Hibernians Football Club is a Maltese professional football club based in the town of Paola.

History
The club played one season in 1922 as Constitutionals FC, representing the pro-British Constitutional Party. They started up again in the 1927–28 season and became a top amateur side, winning the Amateur League in 1930–31.

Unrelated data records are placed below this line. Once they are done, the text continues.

PR #3123, opened 2024-04-14
feat: Add completed future for effects

ufrshubham:
# Description

This PR adds a `completed` future for effects which completes when the effect finishes.

## Checklist

## Breaking Change?

## Related Issues

NA

### DIFF
--- a/doc/flame/effects.md
+++ b/doc/flame/effects.md
@@ -91,6 +91,8 @@ functionality inherited by all other effects. This includes:
 - Optional user-provided `onComplete`, which will be invoked when the effect has just
   completed its execution but before it is removed from the game.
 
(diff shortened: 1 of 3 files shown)


spydon (commented):
Missing docs, otherwise it looks good!
Maybe we should remove the callback in V2 and just have completers everywhere?

ufrshubham:
> Missing docs, otherwise it looks good!

Added a line about this in the docs now. 

> Maybe we should remove the callback in V2 and just have completers everywhere?

Maybe it is fine to keep both because there is slight difference between the two. Callbacks can execute multiple times if the event repeats. On the other hand, we set the completers to null once it is triggered.

spydon (approved):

Meanwhile, the Constitutional Party had upset the Catholic Church so much that, in May 1930, Catholics were told not to vote for the party. The football club changed its name a year later to Hibernians Football Club as a nod to Hibernian, the club founded by Irish Catholics in Edinburgh. They won their first match as Hibernians 2–1, against  in October 1931. They had to wait for a place to become available in the professional league, but in January 1933 they joined the league with a 3–1 victory over Sliema Rangers. They have stayed in the top division ever since.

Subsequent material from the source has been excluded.